Patient who died at Florida VA hospital received 'deficient,' 'mismanaged' care, federal report finds

Erica Carbajal -

A patient who died in the emergency room at the Malcom Randall Veterans Affairs Medical Center in Gainesville, Fla., was incorrectly triaged, according to a June 3 report from the VA Office of Inspector General.

The patient, who received laparoscopic colon surgery at the facility in summer 2020, sought care at the emergency department 15 days after the procedure. Between day 10 and day 15 post-surgery, the patient had several conversations with the facility's call center regarding abdominal distension and vomiting. On three occasions, the call center instructed the patient to seek emergency care, according to the report. The patient went to non-VA hospitals the first two times, returning to Malcom Randall Veterans Affairs Medical Center on the third occasion.

Upon arrival, a nurse and nurse practitioner triaged the patient as level three and returned the patient to the waiting room. 

"Just over an hour after the patient arrived at the facility's emergency department, the patient fell forward and was noted to be unresponsive and cyanotic with agonal breathing," the report said. The patient was then admitted to intensive care and died later that day. 

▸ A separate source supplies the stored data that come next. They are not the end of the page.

PR #807, opened 2021-06-09
fix: update context to match spec

robertlaurin:
Moves the `attach` and `detach` methods from private instance methods to public global methods
https://github.com/open-telemetry/opentelemetry-specification/blob/main/specification/context/context.md

Related: https://github.com/open-telemetry/opentelemetry-ruby/pull/796/files#r647055849

### DIFF
--- a/api/lib/opentelemetry/context.rb
+++ b/api/lib/opentelemetry/context.rb
@@ -30,7 +30,7 @@ module OpenTelemetry
       #
       # @return [Context]
       def current
-        Thread.current[KEY] ||= ROOT
+        stack.last || ROOT
       end
 
       # @api private
@@ -46,10 +46,9 @@ module OpenTelemetry
       # @param [Context] context The new context
       # @return [Object] A token to be used when detaching
       def attach(context)
-        prev = current
-        self.current = context
-        stack.push(prev)
-        stack.size
+        s = stack
+        s.push(context)
+        s.size
       end
 
       # Restores the previous Context associated with the current Fiber.
@@ -60,10 +59,11 @@ module OpenTelemetry
       # @param [Object] token The token provided by the matching call to attach
       # @return [Boolean] True if the calls matched, false otherwise
       def detach(token)
-        calls_matched = (token == stack.size)
+        s = stack
+        calls_matched = (token == s.size)
         OpenTelemetry.handle_error(exception: DetachError.new('calls to detach should match corresponding calls to attach.')) unless calls_matched
 
-        self.current = stack.pop
+        s.pop
         calls_matched
       end
 
--- a/api/lib/opentelemetry/context.rb
+++ b/api/lib/opentelemetry/context.rb
@@ -10,10 +10,9 @@ require 'opentelemetry/context/propagation'
 module OpenTelemetry
   # Manages context on a per-fiber basis
   class Context
-    KEY = :__opentelemetry_context__
     EMPTY_ENTRIES = {}.freeze
     STACK_KEY = :__opentelemetry_context_storage__
-    private_constant :KEY, :EMPTY_ENTRIES, :STACK_KEY
+    private_constant :EMPTY_ENTRIES, :STACK_KEY
 
     DetachError = Class.new(OpenTelemetry::Error)
 
@@ -33,10 +32,6 @@ module OpenTelemetry
         stack.last || ROOT
       end
 
-      # @api private
-      def current=(ctx)
-        Thread.current[KEY] = ctx
-      end
 
       # Associates a Context with the caller's current Fiber. Every call to
       # this operation should be paired with a corresponding call to detach.
--- a/api/lib/opentelemetry/context.rb
+++ b/api/lib/opentelemetry/context.rb
@@ -29,11 +29,32 @@ module OpenTelemetry
         Thread.current[KEY] ||= ROOT
       end
 
-      # Sets the current context
-      #
-      # @param [Context] ctx The context to be made active
+      # @api private
       def current=(ctx)
         Thread.current[KEY] = ctx
+      end
+
+      # Returns the previous context so that it can be restored
+      #
+      # @param [Context] context The new context
+      # @return [Context] prev The previous context
+      def attach(context)
+        return current.parent if context == current
+
+        prev = current
+        self.current = context
+        context.parent = prev
+      end
+
+      # Restores the current context to the context supplied or the parent context
+      # if no context is provided
+      #
+      # @param [Context] previous_context The previous context to restore
+      def detach(previous_context = nil)
+        OpenTelemetry.logger.warn 'Calls to detach should match corresponding calls to attach' if current.parent != previous_context
+
+        previous_context ||= current.parent || ROOT
+        self.current = previous_context
       end
 
       # Executes a block with ctx as the current context. It restores
@@ -42,10 +63,10 @@ module OpenTelemetry
       # @param [Context] ctx The context to be made active
       # @yield [context] Yields context to the block
       def with_current(ctx)
-        prev = ctx.attach
+        prev = attach(ctx)
         yield ctx
       ensure
-        ctx.detach(prev)
+        detach(prev)
       end
 
       # Execute a block in a new context with key set to value. Restores the
@@ -58,10 +79,10 @@ module OpenTelemetry
       #   the block
       def with_value(key, value)
         ctx = current.set_value(key, value)
-        prev = ctx.attach
+        prev = attach(ctx)
         yield ctx, value
       ensure
-        ctx.detach(prev)
+        detach(prev)
       end
 
       # Execute a block in a new context where its values are merged with the
@@ -75,17 +96,10 @@ module OpenTelemetry
       #   to the block
       def with_values(values)
         ctx = current.set_values(values)
-        prev = ctx.attach
+        prev = attach(ctx)
         yield ctx, values
       ensure
-        ctx.detach(prev)
-      end
-
-      # Returns the value associated with key in the current context
-      #
-      # @param [String] key The lookup key
-      def value(key)
-        current.value(key)
+        detach(prev)
       end
 
       def clear
@@ -93,13 +107,15 @@ module OpenTelemetry
       end
 
       def empty
-        new(nil, EMPTY_ENTRIES)
+        new(EMPTY_ENTRIES)
       end
     end
 
-    def initialize(parent, entries)
-      @parent = parent
+    attr_accessor :parent
+
+    def initialize(entries)
       @entries = entries.freeze
+      @parent = parent
     end
 
     # Returns the corresponding value (or nil) for key
@@ -120,7 +136,7 @@ module OpenTelemetry
     def set_value(key, value)
       new_entries = @entries.dup
       new_entries[key] = value
-      Context.new(self, new_entries)
+      Context.new(new_entries)
     end
 
     # Returns a new Context with the current context's entries merged with the
@@ -131,22 +147,7 @@ module OpenTelemetry
     # @param [Object] value Object to be stored under key
     # @return [Context]
     def set_values(values) # rubocop:disable Naming/AccessorMethodName:
-      Context.new(self, @entries.merge(values))
-    end
-
-    # @api private
-    def attach
-      prev = self.class.current
-      self.class.current = self
-      prev
-    end
-
-    # @api private
-    def detach(ctx_to_attach = nil)
-      OpenTelemetry.logger.warn 'Calls to detach should match corresponding calls to attach' if self.class.current != self
-
-      ctx_to_attach ||= @parent || ROOT
-      ctx_to_attach.attach
+      Context.new(@entries.merge(values))
     end
 
     ROOT = empty.freeze
--- a/api/lib/opentelemetry/context.rb
+++ b/api/lib/opentelemetry/context.rb
@@ -35,6 +35,9 @@ module OpenTelemetry
         Thread.current[KEY] = ctx
       end
 
+      # Associates a Context with the caller's current Fiber. Every call to
+      # this operation should be paired with a corresponding call to detach.
+      #
       # Returns a token to be used with the matching call to detach
       #
       # @param [Context] context The new context
@@ -46,17 +49,19 @@ module OpenTelemetry
         stack.size
       end
 
-      # Restores the previous context, if a token is supplied it will
-      # be used to check if the call to detach is balanced with
-      # the original attach call. A warning is logged if the
+      # Restores the previous Context associated with the current Fiber.
+      # The supplied token is used to check if the call to detach is balanced
+      # with a corresponding attach call. A warning is logged if the
       # calls are unbalanced.
       #
       # @param [Integer] token The token provided by the matching call to attach
-      def detach(token = nil)
-        OpenTelemetry.logger.warn 'Calls to detach should match corresponding calls to attach' if token && token != stack.size
+      # @return [Boolean] True if the calls matched, false otherwise
+      def detach(token)
+        calls_matched = (token == stack.size)
+        OpenTelemetry.logger.warn 'Calls to detach should match corresponding calls to attach' unless calls_matched
 
-        previous_context = stack.pop || ROOT
-        self.current = previous_context
+        self.current = stack.pop || ROOT
+        calls_matched
       end
 
       # Executes a block with ctx as the current context. It restores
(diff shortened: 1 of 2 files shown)


api/lib/opentelemetry/context.rb
```diff
@@ -29,23 +29,44 @@ def current
...
-      # @param [Context] ctx The context to be made active
+      # @api private
       def current=(ctx)
         Thread.current[KEY] = ctx
       end
 
+      # Returns the previous context so that it can be restored
+      #
+      # @param [Context] context The new context
+      # @return [Context] prev The previous context
```
fbogsany, line 40: The spec refers to this as a "Token" rather than necessarily being the previous Context. Is there value in giving ourselves that flexibility or do we not need it?
```suggestion
      # @return [Context] The previous context
```

api/lib/opentelemetry/context.rb
```diff
@@ -29,23 +29,44 @@ def current
...
+      def attach(context)
+        return current.parent if context == current
```
fbogsany, line 42: This is an interesting corner case 🤔 - it is weirdly open to abuse, in that you can use it to retrieve the parent of the current context. Should we document this?

Actually, this makes me mildly concerned about our current implementation with the stack of contexts represented as an internally linked list. With other implementations (e.g. I think Java maintains the context stack as an array), it is possible for a context to be pushed (attached) twice. Our implementation won't allow that, which could result in some legitimate code patterns 💥 .

api/lib/opentelemetry/context.rb
```diff
@@ -75,31 +96,26 @@ def with_value(key, value)
...
       end
     end
 
-    def initialize(parent, entries)
-      @parent = parent
+    attr_accessor :parent
+
+    def initialize(entries)
       @entries = entries.freeze
+      @parent = parent
```
fbogsany, line 118: 🤔 I am very confused - won't `parent` always be `nil` here?

api/lib/opentelemetry/context.rb
```diff
@@ -75,31 +96,26 @@ def with_value(key, value)
...
+        prev = attach(ctx)
         yield ctx, values
       ensure
-        ctx.detach(prev)
-      end
-
-      # Returns the value associated with key in the current context
-      #
-      # @param [String] key The lookup key
-      def value(key)
```
fbogsany, line 87: Why lose this? This is just a convenience, right? I.e. instead of:
```ruby
OpenTelemetry::Context.current.value('foo')
```
we can
```ruby
OpenTelemetry::Context.value('foo')
```

api/lib/opentelemetry/context.rb
```diff
@@ -75,31 +96,26 @@ def with_value(key, value)
...
 
       def empty
-        new(nil, EMPTY_ENTRIES)
+        new(EMPTY_ENTRIES)
       end
     end
 
-    def initialize(parent, entries)
-      @parent = parent
+    attr_accessor :parent
```
fbogsany, line 114: This should be `protected` or otherwise clearly not part of the public API.

api/lib/opentelemetry/context.rb
robertlaurin: Unintentional, I'll restore it and add some test.

api/lib/opentelemetry/context.rb
robertlaurin: This corner case was to prevent repeatedly attaching the same context and (due to the way I implemented this) causing a circular dependency that would prevent users from properly detaching the context.

I agree that this is concerning, I was admittedly a little too focused on keeping parity with the previous implementation but with making attach/detach public it certainly changes considerations.

I suppose we want to support attaching the same context multiple times?  Otherwise it's too easy to have your attach/detach calls fall out of sync.

api/lib/opentelemetry/context.rb
robertlaurin: I'll admit I find the returning of a Token a bit unclear in the context of the detach documentation.

```
This operation is intended to help making sure the correct Context is associated with the caller's current execution unit. Users can rely on it to identify a wrong call order, i.e. trying to detach a Context that is not the current instance. In this case the operation can emit a signal to warn users of the wrong call order, such as logging an error or returning an error value.

The API MUST accept the following parameters:

A Token that was returned by a previous call to attach a Context.
```

What purpose does this token serve if we want to keep attaching and detaching balanced.  Is there a situation where you want to detach and provide a token that doesn't match the current context?

api/lib/opentelemetry/context.rb
robertlaurin: Much more likely a bug though.  I expect this to change based on the comments above.

api/lib/opentelemetry/context.rb
ahayworth: > I suppose we want to support attaching the same context multiple times? Otherwise it's too easy to have your attach/detach calls fall out of sync.

Unless the spec forbids it, I think that'd be a nice thing to support.

api/lib/opentelemetry/context.rb
fbogsany: > Is there a situation where you want to detach and provide a token that doesn't match the current context?

It helps double-check that `attach` and `detach` are balanced. These functions are meant to be low-level building blocks for higher level block-structured mechanisms. Passing an opaque Token around provides implementation flexibility while also being able to check for correct use of the functions, and report meaningful errors (oh yeah, we should do that 😄 ).

fbogsany: So, why a Token instead of the Context? If we were to use an array as the Context stack instead of chaining contexts together internally, we'd likely use the array index as the Token instead of the Context itself.

robertlaurin: Ok so that makes it a lot clearer, I was under the impression that the token was to be used to actually retrieve a specific context instead of a means to assert that the attach/detach calls were lined up.  

I think with the fact that should allow for attaching the same context multiple times it makes sense to use an array to keep track of the context stack, and to provide the array index as token to check against.

robertlaurin: Changes based on discussion here 0c57bd649ff7b86319151dac48abbe332ec4a64e

api/lib/opentelemetry/context.rb
robertlaurin: Removed.

api/lib/opentelemetry/context.rb
```diff
@@ -29,23 +30,45 @@ def current
...
 
-      # Sets the current context
-      #
-      # @param [Context] ctx The context to be made active
+      # @api private
       def current=(ctx)
         Thread.current[KEY] = ctx
       end
 
+      # Returns a token to be used with the matching call to detach
```
fbogsany, line 38:
```suggestion
      # Associates a Context with the caller's current Fiber. Every call to
      # this operation should be paired with a corresponding call to detach.
      #
      # Returns a token to be used with the matching call to detach
```

api/lib/opentelemetry/context.rb
```diff
@@ -29,23 +30,45 @@ def current
...
+        prev = current
+        self.current = context
+        stack.push(prev)
+        stack.size
+      end
+
+      # Restores the previous context, if a token is supplied it will
+      # be used to check if the call to detach is balanced with
+      # the original attach call. A warning is logged if the
+      # calls are unbalanced.
```
fbogsany, line 52:
```suggestion
      # Restores the previous Context associated with the current Fiber.
      # The supplied token is used to check if the call to detach is balanced
      # with a corresponding attach call. A warning is logged if the
      # calls are unbalanced.
```
The `token` arg should not be optional.

api/lib/opentelemetry/context.rb
```diff
@@ -29,23 +30,45 @@ def current
...
+      #
+      # @param [Integer] token The token provided by the matching call to attach
+      def detach(token = nil)
+        OpenTelemetry.logger.warn 'Calls to detach should match corresponding calls to attach' if token && token != stack.size
```
fbogsany, line 56:
```suggestion
      def detach(token)
        OpenTelemetry.logger.warn 'Calls to detach should match corresponding calls to attach' if token != stack.size
```

api/lib/opentelemetry/context.rb
```diff
@@ -29,23 +30,45 @@ def current
...
+
+        previous_context = stack.pop || ROOT
+        self.current = previous_context
+      end
```
fbogsany, line 60:
```suggestion
        self.current = stack.pop || ROOT
        calls_matched
      end
```

api/lib/opentelemetry/context.rb
fbogsany: Also, do you think there's value in logging the stack at this point, or at least the caller?

api/lib/opentelemetry/context.rb
```diff
@@ -29,23 +30,45 @@ def current
...
+        stack.push(prev)
+        stack.size
+      end
+
+      # Restores the previous context, if a token is supplied it will
+      # be used to check if the call to detach is balanced with
+      # the original attach call. A warning is logged if the
+      # calls are unbalanced.
+      #
+      # @param [Integer] token The token provided by the matching call to attach
```
fbogsany, line 54:
```suggestion
      # @param [Integer] token The token provided by the matching call to attach
      # @return [Boolean] True if the calls matched, false otherwise
```

fbogsany: I think it's useful to return this indication, even if it isn't used. The spec suggests:
> The API MAY return a value used to check whether the operation was successful or not.

api/lib/opentelemetry/context.rb
```diff
@@ -29,23 +30,45 @@ def current
...
+      def detach(token = nil)
+        OpenTelemetry.logger.warn 'Calls to detach should match corresponding calls to attach' if token && token != stack.size
+
+        previous_context = stack.pop || ROOT
```
fbogsany, line 58: I think the `|| ROOT` implies the calls were mismatched - we should probably incorporate that into the `calls_matched` check (if the stack is empty, the calls must not have been matched).

api/lib/opentelemetry/context.rb
```diff
@@ -29,23 +30,45 @@ def current
...
+      end
+
       # Executes a block with ctx as the current context. It restores
       # the previous context upon exiting.
       #
       # @param [Context] ctx The context to be made active
       # @yield [context] Yields context to the block
       def with_current(ctx)
-        prev = ctx.attach
+        prev = attach(ctx)
```
fbogsany, line 68:
```suggestion
        token = attach(ctx)
```

api/lib/opentelemetry/context.rb
```diff
@@ -29,23 +30,45 @@ def current
...
         yield ctx
       ensure
-        ctx.detach(prev)
+        detach(prev)
```
fbogsany, line 71:
```suggestion
        detach(token)
```

api/lib/opentelemetry/context.rb
```diff
@@ -58,10 +81,10 @@ def with_current(ctx)
       #   the block
       def with_value(key, value)
         ctx = current.set_value(key, value)
-        prev = ctx.attach
+        prev = attach(ctx)
```
fbogsany, line 84:
```suggestion
        token = attach(ctx)
```

api/lib/opentelemetry/context.rb
```diff
@@ -58,10 +81,10 @@ def with_current(ctx)
...
         yield ctx, value
       ensure
-        ctx.detach(prev)
+        detach(prev)
```
fbogsany, line 87:
```suggestion
        detach(token)
```

api/lib/opentelemetry/context.rb
```diff
@@ -75,10 +98,10 @@ def with_value(key, value)
       #   to the block
       def with_values(values)
         ctx = current.set_values(values)
-        prev = ctx.attach
+        prev = attach(ctx)
```
fbogsany, line 101:
```suggestion
        token = attach(ctx)
```

api/lib/opentelemetry/context.rb
```diff
@@ -75,10 +98,10 @@ def with_value(key, value)
...
         yield ctx, values
       ensure
-        ctx.detach(prev)
+        detach(prev)
```
fbogsany, line 104:
```suggestion
        detach(token)
```

api/lib/opentelemetry/context.rb
```diff
@@ -89,16 +112,22 @@ def value(key)
...
 
       def empty
-        new(nil, EMPTY_ENTRIES)
+        new(EMPTY_ENTRIES)
+      end
+
+      private
+
+      def stack
+        @stack ||= []
```
fbogsany, line 126: The `stack` needs to be thread-local (well, Fiber-local).

api/lib/opentelemetry/context.rb
```diff
@@ -29,23 +33,50 @@ def current
...
         Thread.current[KEY] = ctx
       end
 
+      # Associates a Context with the caller's current Fiber. Every call to
+      # this operation should be paired with a corresponding call to detach.
+      #
+      # Returns a token to be used with the matching call to detach
+      #
+      # @param [Context] context The new context
+      # @return [Integer] A token to be used when detaching
```
fbogsany, line 47: I think we should be vague here.
```suggestion
      # @return [Object] A token to be used when detaching
```

api/lib/opentelemetry/context.rb
```diff
@@ -29,23 +33,50 @@ def current
...
+        stack.push(prev)
+        stack.size
+      end
+
+      # Restores the previous Context associated with the current Fiber.
+      # The supplied token is used to check if the call to detach is balanced
+      # with a corresponding attach call. A warning is logged if the
+      # calls are unbalanced.
+      #
+      # @param [Integer] token The token provided by the matching call to attach
```
fbogsany, line 60:
```suggestion
      # @param [Object] token The token provided by the matching call to attach
```

api/lib/opentelemetry/context.rb
```diff
@@ -29,23 +33,50 @@ def current
...
+      #
+      # Returns a token to be used with the matching call to detach
+      #
+      # @param [Context] context The new context
+      # @return [Object] A token to be used when detaching
+      def attach(context)
+        prev = current
+        self.current = context
+        stack.push(prev)
+        stack.size
```
fbogsany, line 52: There's an efficiency concern here because this requires 4 thread local lookups (reading `current`, writing `current`, and 2 `stack` accesses). It would be more efficient to only store the `stack` as a thread-local and have `current` implicitly stored at the top of the stack. (`detach` has a similar issue below)
```suggestion
        s = stack
        s.push(context)
        s.size
```

api/lib/opentelemetry/context.rb
```diff
@@ -29,23 +33,50 @@ def current
...
+      # calls are unbalanced.
+      #
+      # @param [Object] token The token provided by the matching call to attach
+      # @return [Boolean] True if the calls matched, false otherwise
+      def detach(token)
+        calls_matched = (token == stack.size)
+        OpenTelemetry.handle_error(exception: DetachError.new('calls to detach should match corresponding calls to attach.')) unless calls_matched
+
+        self.current = stack.pop
+        calls_matched
```
fbogsany, line 67:
```suggestion
        s = stack
        calls_matched = (token == s.size)
        OpenTelemetry.handle_error(exception: DetachError.new('calls to detach should match corresponding calls to attach.')) unless calls_matched

        s.pop
        calls_matched
```

api/lib/opentelemetry/context.rb
```diff
@@ -29,23 +33,50 @@ def current
         Thread.current[KEY] ||= ROOT
```
fbogsany, line 33:
```suggestion
        stack.last || ROOT
```

api/lib/opentelemetry/context.rb
```diff
@@ -26,26 +30,53 @@ def create_key(name)
...
+        stack.last || ROOT
       end
 
-      # Sets the current context
-      #
-      # @param [Context] ctx The context to be made active
+      # @api private
       def current=(ctx)
         Thread.current[KEY] = ctx
       end
```
fbogsany, line 39: I think this is not needed anymore?
```suggestion
```

api/lib/opentelemetry/context.rb
```diff
@@ -12,6 +12,10 @@ module OpenTelemetry
   class Context
     KEY = :__opentelemetry_context__
     EMPTY_ENTRIES = {}.freeze
+    STACK_KEY = :__opentelemetry_context_storage__
+    private_constant :KEY, :EMPTY_ENTRIES, :STACK_KEY
```
fbogsany, line 16: I don't think `KEY` is used anymore?
```suggestion
    EMPTY_ENTRIES = {}.freeze
    STACK_KEY = :__opentelemetry_context_storage__
    private_constant :EMPTY_ENTRIES, :STACK_KEY
```

fbogsany (approved):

The patient should have been triaged as level two, meaning they could not wait to be seen, the report said. 

"The OIG found the nurse and nurse practitioner failed to consider all reasonable causes of the patient's shortness of breath, communicate with the patient's surgeon, and assign an [emergency severity index] level 2 to the patient," the report said.

The OIG could not determine whether "more expeditious care would have affected the patient's mortality."  

The OIG issued two recommendations to the facility director: ESI level two patients should not remain in the waiting room, and evaluations of additional quality reviews are needed based on the failures identified in the report. 

A spokesperson for the medical center told local CBS 4 News the OIG's recommendations were implemented as of May 28. 

"Any death that happens is tragic, and certainly we all feel for the patient and for the family," Thomas Wisnieski, facility director, said during a virtual town hall meeting June 4, according to The Gainesville Sun, adding that the nurses involved have since struggled with feelings of guilt.


"We're not perfect by any means, but one of the things that happens within our system is that if there's something that goes wrong, we own it, and we look to fix it," Mr. Wisnieski said. 

Editor's note: Becker's has reached out to Malcom Randall VAMC and will update the report as more information becomes available.